**Provided data**
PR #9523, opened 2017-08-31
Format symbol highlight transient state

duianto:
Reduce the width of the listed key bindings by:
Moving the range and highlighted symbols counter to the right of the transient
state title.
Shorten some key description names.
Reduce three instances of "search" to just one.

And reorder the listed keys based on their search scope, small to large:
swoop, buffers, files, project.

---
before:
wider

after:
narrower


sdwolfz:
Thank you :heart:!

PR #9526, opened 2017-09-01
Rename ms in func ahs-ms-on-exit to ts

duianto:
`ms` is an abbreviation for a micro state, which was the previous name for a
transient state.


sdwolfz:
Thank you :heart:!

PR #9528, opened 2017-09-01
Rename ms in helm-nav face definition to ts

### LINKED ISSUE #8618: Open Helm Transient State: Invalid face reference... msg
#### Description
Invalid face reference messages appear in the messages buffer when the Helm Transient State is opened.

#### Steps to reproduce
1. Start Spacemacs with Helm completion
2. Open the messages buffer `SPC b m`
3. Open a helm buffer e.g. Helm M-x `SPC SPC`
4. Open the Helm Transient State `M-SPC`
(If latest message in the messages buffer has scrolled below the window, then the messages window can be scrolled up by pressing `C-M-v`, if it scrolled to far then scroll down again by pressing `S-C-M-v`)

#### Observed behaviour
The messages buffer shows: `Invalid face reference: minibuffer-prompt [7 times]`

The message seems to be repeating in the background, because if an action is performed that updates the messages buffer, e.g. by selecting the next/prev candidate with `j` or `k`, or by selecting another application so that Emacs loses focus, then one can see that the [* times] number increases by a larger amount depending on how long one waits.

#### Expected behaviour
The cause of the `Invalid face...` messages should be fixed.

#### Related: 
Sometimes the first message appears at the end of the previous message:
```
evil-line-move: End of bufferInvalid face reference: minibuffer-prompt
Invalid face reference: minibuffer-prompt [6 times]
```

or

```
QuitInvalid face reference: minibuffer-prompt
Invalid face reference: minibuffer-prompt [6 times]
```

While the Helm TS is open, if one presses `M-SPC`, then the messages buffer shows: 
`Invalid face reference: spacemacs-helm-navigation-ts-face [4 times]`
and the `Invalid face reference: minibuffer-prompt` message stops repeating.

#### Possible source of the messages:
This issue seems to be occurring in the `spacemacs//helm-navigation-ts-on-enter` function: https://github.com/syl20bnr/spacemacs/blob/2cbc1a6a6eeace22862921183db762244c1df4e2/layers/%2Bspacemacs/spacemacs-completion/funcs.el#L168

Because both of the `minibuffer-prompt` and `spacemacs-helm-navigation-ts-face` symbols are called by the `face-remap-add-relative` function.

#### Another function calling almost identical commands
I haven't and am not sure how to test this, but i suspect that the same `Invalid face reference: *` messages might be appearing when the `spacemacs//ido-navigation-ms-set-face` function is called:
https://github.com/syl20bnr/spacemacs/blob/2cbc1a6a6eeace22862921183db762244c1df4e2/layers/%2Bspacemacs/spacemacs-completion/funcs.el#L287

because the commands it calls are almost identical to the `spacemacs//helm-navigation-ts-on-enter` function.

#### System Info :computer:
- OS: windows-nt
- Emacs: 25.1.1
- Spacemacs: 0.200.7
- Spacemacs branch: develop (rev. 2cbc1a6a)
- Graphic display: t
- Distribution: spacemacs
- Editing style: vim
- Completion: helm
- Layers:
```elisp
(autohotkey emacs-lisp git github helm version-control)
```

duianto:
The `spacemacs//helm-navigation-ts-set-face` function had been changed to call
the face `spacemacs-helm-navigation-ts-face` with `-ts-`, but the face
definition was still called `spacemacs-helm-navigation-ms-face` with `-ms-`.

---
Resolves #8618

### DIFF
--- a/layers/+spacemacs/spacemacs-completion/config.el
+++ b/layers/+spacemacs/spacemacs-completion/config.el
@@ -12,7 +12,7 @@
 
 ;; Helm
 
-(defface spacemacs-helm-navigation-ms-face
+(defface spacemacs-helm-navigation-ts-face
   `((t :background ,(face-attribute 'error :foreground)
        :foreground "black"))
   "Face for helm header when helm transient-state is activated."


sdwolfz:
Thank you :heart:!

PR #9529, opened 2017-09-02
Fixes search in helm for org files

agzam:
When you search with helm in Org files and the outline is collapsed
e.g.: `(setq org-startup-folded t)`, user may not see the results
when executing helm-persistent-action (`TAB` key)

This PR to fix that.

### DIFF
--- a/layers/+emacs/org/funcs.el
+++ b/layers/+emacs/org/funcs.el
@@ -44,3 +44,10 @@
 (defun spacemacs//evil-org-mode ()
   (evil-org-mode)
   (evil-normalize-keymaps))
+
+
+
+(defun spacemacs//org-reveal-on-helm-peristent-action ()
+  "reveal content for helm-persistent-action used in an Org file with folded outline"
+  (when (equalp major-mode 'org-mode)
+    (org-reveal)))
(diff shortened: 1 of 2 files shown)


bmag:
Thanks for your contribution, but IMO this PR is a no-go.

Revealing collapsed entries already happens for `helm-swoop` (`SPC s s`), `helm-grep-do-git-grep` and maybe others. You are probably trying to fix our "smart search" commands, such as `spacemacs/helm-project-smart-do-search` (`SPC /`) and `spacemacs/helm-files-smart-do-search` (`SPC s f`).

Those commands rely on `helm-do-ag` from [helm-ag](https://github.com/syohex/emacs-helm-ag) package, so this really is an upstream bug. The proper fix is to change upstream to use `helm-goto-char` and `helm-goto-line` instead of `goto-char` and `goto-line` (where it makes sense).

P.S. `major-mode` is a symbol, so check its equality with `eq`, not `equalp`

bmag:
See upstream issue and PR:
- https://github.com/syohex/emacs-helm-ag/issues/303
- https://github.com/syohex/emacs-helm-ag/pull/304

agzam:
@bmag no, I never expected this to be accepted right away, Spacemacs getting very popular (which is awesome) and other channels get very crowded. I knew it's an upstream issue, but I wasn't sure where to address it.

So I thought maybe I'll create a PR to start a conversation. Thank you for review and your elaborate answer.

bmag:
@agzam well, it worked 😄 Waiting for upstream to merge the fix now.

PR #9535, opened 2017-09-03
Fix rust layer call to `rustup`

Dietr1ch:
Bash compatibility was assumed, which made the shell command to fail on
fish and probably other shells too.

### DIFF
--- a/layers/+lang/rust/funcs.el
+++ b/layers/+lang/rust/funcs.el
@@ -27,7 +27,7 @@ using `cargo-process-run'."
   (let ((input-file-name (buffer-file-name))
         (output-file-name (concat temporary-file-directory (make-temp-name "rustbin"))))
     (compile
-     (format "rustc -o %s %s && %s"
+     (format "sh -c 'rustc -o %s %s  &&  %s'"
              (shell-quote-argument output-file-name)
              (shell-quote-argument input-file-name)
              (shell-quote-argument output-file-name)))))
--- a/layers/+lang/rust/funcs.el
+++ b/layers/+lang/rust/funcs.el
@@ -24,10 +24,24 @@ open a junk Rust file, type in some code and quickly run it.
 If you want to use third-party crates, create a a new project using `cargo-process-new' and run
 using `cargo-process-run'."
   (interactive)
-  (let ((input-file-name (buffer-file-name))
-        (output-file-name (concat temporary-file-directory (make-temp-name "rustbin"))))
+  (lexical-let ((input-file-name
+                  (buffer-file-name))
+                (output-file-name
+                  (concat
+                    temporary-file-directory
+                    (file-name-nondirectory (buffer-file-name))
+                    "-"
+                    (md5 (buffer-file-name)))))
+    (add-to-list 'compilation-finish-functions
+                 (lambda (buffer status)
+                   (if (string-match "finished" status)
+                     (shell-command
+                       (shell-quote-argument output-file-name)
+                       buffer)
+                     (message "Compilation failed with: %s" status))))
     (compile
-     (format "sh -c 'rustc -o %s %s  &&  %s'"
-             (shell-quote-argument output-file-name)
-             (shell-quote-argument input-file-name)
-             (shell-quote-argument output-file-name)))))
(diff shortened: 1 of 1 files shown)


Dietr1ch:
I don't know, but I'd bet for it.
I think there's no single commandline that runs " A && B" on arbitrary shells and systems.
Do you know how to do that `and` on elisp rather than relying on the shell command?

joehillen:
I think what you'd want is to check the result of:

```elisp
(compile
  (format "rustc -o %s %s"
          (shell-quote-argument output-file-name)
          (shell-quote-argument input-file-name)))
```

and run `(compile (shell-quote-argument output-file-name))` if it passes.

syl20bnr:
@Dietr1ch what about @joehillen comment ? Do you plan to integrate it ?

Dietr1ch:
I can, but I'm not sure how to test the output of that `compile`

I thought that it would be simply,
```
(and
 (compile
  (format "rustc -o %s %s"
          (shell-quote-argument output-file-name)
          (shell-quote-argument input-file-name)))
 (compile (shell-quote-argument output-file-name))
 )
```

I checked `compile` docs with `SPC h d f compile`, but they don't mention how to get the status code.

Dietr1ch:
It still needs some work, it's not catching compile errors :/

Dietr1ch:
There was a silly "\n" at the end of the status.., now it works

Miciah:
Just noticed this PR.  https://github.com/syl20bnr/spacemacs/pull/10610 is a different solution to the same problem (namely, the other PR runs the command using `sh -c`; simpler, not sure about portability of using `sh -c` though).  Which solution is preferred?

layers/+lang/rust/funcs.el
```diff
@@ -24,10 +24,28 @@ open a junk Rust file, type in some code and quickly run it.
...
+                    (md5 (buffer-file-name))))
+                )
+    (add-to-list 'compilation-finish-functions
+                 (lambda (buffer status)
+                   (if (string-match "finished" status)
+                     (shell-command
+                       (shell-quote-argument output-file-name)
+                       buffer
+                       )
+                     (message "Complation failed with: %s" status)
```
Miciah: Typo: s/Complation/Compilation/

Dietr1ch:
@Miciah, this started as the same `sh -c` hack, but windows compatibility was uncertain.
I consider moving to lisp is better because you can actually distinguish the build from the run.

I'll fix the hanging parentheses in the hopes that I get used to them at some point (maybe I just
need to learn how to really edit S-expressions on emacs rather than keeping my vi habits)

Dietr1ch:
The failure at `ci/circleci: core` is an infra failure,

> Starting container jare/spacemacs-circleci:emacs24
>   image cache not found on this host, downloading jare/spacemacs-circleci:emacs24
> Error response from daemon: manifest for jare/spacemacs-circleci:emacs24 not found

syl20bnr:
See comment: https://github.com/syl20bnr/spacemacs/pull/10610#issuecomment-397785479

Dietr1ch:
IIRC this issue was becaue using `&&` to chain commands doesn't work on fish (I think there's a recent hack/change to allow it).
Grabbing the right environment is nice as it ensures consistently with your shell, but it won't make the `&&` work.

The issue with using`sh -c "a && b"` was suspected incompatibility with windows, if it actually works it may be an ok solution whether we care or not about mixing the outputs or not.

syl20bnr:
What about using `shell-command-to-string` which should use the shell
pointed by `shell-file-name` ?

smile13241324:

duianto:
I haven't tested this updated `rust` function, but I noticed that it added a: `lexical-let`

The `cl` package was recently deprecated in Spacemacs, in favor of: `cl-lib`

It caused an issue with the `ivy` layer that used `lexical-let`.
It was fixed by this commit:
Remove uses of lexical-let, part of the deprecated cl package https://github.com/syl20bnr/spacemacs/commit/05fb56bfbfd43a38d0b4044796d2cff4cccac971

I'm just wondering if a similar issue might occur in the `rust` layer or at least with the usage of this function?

* * *

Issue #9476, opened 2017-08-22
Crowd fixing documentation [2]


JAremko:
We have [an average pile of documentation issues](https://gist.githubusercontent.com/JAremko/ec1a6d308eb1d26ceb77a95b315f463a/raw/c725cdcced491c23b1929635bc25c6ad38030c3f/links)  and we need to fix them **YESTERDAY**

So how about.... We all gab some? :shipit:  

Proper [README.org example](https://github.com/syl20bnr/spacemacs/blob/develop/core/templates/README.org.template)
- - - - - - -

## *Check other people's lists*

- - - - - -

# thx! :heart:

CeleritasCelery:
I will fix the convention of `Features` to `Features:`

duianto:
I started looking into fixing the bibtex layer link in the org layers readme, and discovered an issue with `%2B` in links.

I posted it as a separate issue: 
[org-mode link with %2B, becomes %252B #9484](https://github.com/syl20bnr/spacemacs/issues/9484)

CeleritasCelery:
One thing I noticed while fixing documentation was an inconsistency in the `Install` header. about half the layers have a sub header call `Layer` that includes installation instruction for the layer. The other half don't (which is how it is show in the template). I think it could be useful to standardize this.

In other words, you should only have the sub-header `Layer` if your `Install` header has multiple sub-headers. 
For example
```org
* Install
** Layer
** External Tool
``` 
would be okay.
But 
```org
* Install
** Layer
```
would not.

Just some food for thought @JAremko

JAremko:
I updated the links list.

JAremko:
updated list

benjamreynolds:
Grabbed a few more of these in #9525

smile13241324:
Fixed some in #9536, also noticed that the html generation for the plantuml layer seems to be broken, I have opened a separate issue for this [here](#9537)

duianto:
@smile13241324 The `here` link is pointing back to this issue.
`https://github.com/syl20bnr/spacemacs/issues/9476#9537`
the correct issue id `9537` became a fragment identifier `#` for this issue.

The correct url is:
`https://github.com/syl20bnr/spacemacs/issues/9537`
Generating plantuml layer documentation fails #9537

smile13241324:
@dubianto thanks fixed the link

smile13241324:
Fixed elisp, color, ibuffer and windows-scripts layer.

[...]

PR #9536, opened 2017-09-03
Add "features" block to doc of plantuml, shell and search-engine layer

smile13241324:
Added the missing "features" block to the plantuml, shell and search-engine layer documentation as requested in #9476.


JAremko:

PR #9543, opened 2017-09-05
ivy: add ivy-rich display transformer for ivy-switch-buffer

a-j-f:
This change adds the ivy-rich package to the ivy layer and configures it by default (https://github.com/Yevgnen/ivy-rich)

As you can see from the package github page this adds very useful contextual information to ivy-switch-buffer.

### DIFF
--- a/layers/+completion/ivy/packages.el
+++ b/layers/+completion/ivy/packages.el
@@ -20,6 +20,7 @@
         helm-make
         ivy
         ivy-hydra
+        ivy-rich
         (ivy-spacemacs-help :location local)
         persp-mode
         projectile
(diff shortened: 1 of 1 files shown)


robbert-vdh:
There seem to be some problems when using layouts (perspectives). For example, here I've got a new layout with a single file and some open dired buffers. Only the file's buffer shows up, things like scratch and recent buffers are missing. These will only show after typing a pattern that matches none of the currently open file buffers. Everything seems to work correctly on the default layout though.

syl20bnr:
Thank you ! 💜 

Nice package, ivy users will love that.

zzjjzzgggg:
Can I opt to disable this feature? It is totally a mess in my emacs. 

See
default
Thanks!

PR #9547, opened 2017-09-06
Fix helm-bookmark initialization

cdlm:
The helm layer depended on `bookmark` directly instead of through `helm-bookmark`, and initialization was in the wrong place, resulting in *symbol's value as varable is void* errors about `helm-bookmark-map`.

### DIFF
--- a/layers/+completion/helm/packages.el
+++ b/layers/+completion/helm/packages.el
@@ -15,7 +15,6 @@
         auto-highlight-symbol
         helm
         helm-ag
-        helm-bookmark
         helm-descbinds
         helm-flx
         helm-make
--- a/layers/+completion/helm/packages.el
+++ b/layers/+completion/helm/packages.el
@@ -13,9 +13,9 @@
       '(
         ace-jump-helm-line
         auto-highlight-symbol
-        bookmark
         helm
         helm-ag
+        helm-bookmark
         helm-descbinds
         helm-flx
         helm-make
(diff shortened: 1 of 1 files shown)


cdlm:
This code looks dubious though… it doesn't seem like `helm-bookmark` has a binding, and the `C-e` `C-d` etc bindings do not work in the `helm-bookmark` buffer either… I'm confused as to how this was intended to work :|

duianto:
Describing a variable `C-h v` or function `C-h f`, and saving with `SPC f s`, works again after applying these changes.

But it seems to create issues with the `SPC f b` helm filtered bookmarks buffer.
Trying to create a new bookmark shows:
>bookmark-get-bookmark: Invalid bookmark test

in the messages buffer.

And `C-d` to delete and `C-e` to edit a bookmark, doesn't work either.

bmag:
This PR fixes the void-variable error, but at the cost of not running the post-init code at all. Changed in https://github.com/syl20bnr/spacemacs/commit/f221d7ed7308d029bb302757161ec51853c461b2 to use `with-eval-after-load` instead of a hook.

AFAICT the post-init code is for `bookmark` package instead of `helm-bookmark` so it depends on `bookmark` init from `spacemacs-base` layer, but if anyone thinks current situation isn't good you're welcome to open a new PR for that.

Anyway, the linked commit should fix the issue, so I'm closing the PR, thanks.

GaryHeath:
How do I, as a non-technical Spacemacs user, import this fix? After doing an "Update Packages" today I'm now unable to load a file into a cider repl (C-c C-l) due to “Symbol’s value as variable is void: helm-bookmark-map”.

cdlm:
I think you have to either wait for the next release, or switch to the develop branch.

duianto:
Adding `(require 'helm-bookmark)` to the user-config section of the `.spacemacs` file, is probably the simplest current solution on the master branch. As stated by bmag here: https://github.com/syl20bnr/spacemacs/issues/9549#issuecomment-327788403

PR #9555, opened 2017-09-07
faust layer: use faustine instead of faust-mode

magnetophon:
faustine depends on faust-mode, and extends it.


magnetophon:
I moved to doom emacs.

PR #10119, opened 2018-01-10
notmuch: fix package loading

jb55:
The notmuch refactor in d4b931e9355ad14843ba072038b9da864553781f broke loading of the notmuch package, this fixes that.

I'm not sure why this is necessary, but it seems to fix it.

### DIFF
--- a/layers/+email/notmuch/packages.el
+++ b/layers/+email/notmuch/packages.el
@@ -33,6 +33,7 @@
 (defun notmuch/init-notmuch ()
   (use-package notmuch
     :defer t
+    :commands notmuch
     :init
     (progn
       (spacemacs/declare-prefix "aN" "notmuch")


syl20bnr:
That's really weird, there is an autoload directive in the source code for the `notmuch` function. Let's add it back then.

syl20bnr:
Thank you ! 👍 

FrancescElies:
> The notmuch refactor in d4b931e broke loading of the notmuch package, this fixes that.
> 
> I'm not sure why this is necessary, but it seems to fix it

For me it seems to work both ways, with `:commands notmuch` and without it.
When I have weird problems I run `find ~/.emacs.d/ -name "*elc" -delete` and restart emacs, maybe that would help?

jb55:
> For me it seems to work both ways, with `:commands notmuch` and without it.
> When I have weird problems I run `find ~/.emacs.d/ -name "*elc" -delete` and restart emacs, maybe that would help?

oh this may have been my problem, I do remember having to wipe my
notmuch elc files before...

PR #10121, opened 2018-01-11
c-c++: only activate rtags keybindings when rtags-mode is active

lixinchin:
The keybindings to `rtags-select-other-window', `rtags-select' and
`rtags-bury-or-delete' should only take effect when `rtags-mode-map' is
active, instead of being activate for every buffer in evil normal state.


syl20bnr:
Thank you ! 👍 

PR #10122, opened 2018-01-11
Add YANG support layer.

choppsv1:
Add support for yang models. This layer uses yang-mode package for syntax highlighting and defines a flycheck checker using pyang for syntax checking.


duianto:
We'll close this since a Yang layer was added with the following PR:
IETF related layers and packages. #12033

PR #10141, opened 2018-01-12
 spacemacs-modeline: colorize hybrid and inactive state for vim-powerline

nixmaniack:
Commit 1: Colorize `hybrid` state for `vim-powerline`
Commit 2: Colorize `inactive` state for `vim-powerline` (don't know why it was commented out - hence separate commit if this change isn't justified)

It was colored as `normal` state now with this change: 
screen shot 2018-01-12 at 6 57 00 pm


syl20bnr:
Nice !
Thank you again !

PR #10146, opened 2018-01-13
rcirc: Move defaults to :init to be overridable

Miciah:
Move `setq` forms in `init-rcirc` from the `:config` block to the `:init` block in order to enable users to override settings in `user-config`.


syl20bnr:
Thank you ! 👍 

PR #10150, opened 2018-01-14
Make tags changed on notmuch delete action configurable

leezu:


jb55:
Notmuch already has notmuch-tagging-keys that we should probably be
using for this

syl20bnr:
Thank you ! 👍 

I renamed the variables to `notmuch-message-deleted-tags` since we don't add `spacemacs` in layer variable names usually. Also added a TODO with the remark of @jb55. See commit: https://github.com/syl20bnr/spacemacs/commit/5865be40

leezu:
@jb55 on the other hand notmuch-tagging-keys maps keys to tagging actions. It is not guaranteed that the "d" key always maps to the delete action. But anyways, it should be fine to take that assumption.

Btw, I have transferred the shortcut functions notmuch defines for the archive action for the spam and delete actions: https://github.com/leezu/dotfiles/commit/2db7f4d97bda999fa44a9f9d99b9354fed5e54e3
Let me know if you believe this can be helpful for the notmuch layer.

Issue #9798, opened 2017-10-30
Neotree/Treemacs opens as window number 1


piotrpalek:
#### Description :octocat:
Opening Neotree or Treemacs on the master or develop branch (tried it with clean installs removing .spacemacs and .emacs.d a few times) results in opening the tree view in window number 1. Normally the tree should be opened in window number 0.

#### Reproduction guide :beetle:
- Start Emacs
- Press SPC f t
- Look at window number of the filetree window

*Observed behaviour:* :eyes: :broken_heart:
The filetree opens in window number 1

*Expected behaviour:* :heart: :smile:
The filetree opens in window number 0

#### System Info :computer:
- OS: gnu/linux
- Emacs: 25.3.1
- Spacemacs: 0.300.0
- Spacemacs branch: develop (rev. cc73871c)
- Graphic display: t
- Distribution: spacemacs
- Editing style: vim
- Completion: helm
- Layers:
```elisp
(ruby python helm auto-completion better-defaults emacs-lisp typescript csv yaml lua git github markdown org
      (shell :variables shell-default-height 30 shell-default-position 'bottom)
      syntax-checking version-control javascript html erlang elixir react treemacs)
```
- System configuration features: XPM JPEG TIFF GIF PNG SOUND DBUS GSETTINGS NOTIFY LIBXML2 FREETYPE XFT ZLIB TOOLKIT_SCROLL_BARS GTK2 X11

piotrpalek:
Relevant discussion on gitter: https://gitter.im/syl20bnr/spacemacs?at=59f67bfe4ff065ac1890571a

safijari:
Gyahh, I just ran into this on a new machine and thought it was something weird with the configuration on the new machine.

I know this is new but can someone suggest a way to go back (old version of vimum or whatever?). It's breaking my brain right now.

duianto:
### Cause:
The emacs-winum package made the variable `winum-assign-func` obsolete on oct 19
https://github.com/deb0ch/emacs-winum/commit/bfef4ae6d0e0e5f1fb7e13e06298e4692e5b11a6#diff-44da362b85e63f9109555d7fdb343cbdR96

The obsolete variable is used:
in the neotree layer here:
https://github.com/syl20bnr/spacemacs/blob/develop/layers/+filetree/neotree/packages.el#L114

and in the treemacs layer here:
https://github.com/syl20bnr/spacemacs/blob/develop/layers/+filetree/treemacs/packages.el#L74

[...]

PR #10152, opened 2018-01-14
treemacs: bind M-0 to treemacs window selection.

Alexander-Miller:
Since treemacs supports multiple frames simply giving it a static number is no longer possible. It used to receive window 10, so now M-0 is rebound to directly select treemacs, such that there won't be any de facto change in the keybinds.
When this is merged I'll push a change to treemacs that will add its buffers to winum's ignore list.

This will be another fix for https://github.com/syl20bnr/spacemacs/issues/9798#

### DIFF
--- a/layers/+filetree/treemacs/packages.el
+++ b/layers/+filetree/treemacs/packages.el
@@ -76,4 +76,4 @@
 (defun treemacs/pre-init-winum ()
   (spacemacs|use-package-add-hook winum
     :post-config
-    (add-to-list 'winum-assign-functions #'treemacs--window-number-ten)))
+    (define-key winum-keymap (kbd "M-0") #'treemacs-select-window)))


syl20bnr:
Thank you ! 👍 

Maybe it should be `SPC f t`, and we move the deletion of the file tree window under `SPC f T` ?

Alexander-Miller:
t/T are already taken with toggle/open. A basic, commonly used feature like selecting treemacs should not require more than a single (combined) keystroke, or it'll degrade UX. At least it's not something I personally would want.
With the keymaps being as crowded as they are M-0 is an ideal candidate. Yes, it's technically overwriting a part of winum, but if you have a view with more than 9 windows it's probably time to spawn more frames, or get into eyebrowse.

--

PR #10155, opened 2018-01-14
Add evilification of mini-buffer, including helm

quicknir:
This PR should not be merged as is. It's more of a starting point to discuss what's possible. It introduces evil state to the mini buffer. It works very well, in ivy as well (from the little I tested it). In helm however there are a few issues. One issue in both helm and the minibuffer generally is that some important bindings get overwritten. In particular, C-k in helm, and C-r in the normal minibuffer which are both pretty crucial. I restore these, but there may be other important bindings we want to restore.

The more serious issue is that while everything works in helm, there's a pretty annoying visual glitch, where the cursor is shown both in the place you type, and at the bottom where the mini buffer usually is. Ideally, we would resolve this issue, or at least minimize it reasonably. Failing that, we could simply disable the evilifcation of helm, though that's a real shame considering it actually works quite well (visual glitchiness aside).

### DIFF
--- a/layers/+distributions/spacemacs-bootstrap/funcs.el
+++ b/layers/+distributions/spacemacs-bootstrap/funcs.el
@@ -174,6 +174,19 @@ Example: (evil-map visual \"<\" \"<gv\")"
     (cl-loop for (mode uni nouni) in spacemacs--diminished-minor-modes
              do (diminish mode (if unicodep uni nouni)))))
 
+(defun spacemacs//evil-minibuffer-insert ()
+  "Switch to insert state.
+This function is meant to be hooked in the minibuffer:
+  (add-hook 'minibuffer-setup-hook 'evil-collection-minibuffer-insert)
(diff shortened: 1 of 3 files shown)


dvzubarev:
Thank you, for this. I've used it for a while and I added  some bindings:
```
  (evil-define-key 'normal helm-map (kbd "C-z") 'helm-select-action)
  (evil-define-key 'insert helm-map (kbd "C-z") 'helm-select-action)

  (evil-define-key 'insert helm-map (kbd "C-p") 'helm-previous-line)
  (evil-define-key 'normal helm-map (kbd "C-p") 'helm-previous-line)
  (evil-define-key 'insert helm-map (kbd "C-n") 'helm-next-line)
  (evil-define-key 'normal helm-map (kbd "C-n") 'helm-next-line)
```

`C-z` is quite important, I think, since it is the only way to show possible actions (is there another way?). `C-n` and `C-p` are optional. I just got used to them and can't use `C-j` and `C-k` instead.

**Task goal**
Of all the lines in the data above, show only those that hold the word "such".

**Your solution**
Revealing collapsed entries already happens for `helm-swoop` (`SPC s s`), `helm-grep-do-git-grep` and maybe others. You are probably trying to fix our "smart search" commands, such as `spacemacs/helm-project-smart-do-search` (`SPC /`) and `spacemacs/helm-files-smart-do-search` (`SPC s f`).
Since treemacs supports multiple frames simply giving it a static number is no longer possible. It used to receive window 10, so now M-0 is rebound to directly select treemacs, such that there won't be any de facto change in the keybinds.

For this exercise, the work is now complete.